Professor John D Barrow
John Barrow was born in London in 1952 and attended Ealing Grammar School. He graduated in Mathematics from Durham University in 1974, received his doctorate in astrophysics from Oxford University in 1977, and held positions at the Universities of Oxford and California at Berkeley before joining the Astronomy Centre, University of Sussex in 1981. He was professor of astronomy and Director of the Astronomy Centre at the University of Sussex until 1999. He is the author of 370 scientific articles in cosmology and astrophysics, and is a recipient of the Locker Prize for Astronomy and the 1999 Kelvin Medal of the Royal Glasgow Philosophical Society.
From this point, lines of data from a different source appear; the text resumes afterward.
PR #129, opened 2024-07-08
Custom pairwise evaluator metric

yosukehigashi:
Adds a `custom_pairwise_evaluator` metric that allows users to specify a custom prompt-based pairwise metric. Similar to the pairwise comparison metric, `enforce_consistency` is enabled by default.

Some examples of metrics that you can create with this are:
- Pairwise answer correctness - which response (A or B) is more correct / closer to the reference answer?
- Pairwise toxicity - which response (A or B) is less toxic?
- Pairwise context relevance - which source text (A or B) is more relevant for answering the user's query?

E.g. you can create your own "Pairwise Answer Conciseness" metric with a prompt template like:
```
You are evaluating the conciseness of the answer to a user's query. Here is the data:
[BEGIN DATA]
************
[User Query]: {{ user_query }}
************
[Answer A]: {{ gen_output_a }}
************
[Answer B]: {{ gen_output_b }}
************
[END DATA]

Determine which of the responses is a more concise response to the user's query.
The available assessments are:
`Response A` - Response A is a more concise response.
`Response B` - Response B is a more concise response.
`Tie` - The two responses are roughly equal in conciseness.

Write out a one-sentence justification before giving the final assessment.
```

And then compute the metric like this:
```

gen_output_a = [
    "4",
    "The answer to the question 2+2 is 4. If you need any more assistance with math, feel free to ask!",
    "I cannot answer that question."
]
gen_output_b = [
    "The answer to the question 2+2 is 4. If you need any more assistance with math, feel free to ask!",
    "4",
    "I don't know the answer to that question."
]
prompt = ["what is 2+2?", "what is 2+2?", "what is 2+2?"]
score_map = {"Response A": 0.0, "Response B": 1.0, "Tie": 0.5}

langcheck.metrics.custom_pairwise_evaluator(
    generated_outputs_a=gen_output_a,
    generated_outputs_b=gen_output_b,
    prompts=prompt,
    sources_a=None,
    sources_b=None,
    reference_outputs=None,
    eval_model=eval_client,
    metric_name="answer_conciseness",
    score_map=score_map,
    template_path="pairwise_answer_conciseness.j2",
    language="en",
)
```
image

### DIFF
--- a/src/langcheck/metrics/_pairwise_text_quality_utils.py
+++ b/src/langcheck/metrics/_pairwise_text_quality_utils.py
@@ -81,6 +81,7 @@ def enforce_pairwise_comparison_consistency(
     original_explanations: list[str | None],
     swapped_scores: list[float | None],
     swapped_explanations: list[str | None],
+    score_map: dict[str, float],
 ) -> tuple[list[float | None], list[str | None]]:
     """Enforce consistency in pairwise comparison scores.
 
@@ -91,8 +92,18 @@ def enforce_pairwise_comparison_consistency(
         swapped_scores: The scores for the swapped order of the models
         swapped_explanations: The explanations for the swapped order of the
             models
+        score_map: The mapping from the assessment results to the scores (e.g.
+            {'Response A': 0.0, 'Response B': 1.0, 'Tie': 0.5})
     """
-    # Iterate through the scores and explanations to check for consistency.
+    # Get the sorted list of available scores
+    sorted_available_scores = list(score_map.values())
+    sorted_available_scores.sort()
+
+    # Iterate through the scores and explanations to check for consistency. A
+    # score is consistent if the score's index in the sorted_available_scores
+    # list is the inverse of the swapped score's index. For example, if the
+    # score_map is {'Response A': 0.0, 'Response B': 1.0, 'Tie': 0.5}, and the
+    # score is 0.0, the swapped score should be 1.0.
     # If a score is not consistent, set it to None, and merge the two
     # explanations to show the inconsistency.
     scores = original_scores.copy()
@@ -104,7 +115,12 @@ def enforce_pairwise_comparison_consistency(
             scores[i] = None
             explanations[i] = None
             continue
-        if scores[i] + swapped_scores[i] != 1.0:  # type: ignore
+
+        if (
+            sorted_available_scores.index(scores[i])  # type: ignore
+            + sorted_available_scores.index(swapped_scores[i])  # type: ignore
+            != len(sorted_available_scores) - 1
+        ):
             scores[i] = None
             explanations[i] = (
                 f"Original assessment: {explanations[i]}\nSwapped assessment: {swapped_explanations[i]}"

He was awarded an honorary Doctor of Science degree by the University of Hertfordshire in 1999. He held a Senior 5-year Research Fellowship from the Particle Physics and Astronomy Research Council of the UK in 1994-9. He holds the Gresham Professorship of Astronomy for the period 2003-6. He was elected a Fellow of the Royal Society in 2003. In July 1999 Professor Barrow took up a new appointment as Professor of Mathematical Sciences at Cambridge University and Director of the Millennium Mathematics Project, a new initiative to improve the understanding and appreciation of mathematics and its applications amongst young people and the general public. He is also a Fellow of Clare Hall, Cambridge. Professor Barrow is the author of more than 370 scientific articles and 16 books, translated into 28 languages, which explore many of the wider historical, philosophical and cultural ramifications of developments in astronomy, physics and mathematics: these include, The Left Hand of Creation (with Joseph Silk), The Anthropic Cosmological Principle (with Frank Tipler), L'Homme et le Cosmos (with Frank Tipler), The World Within the World, Theories of Everything, and Pi in the Sky.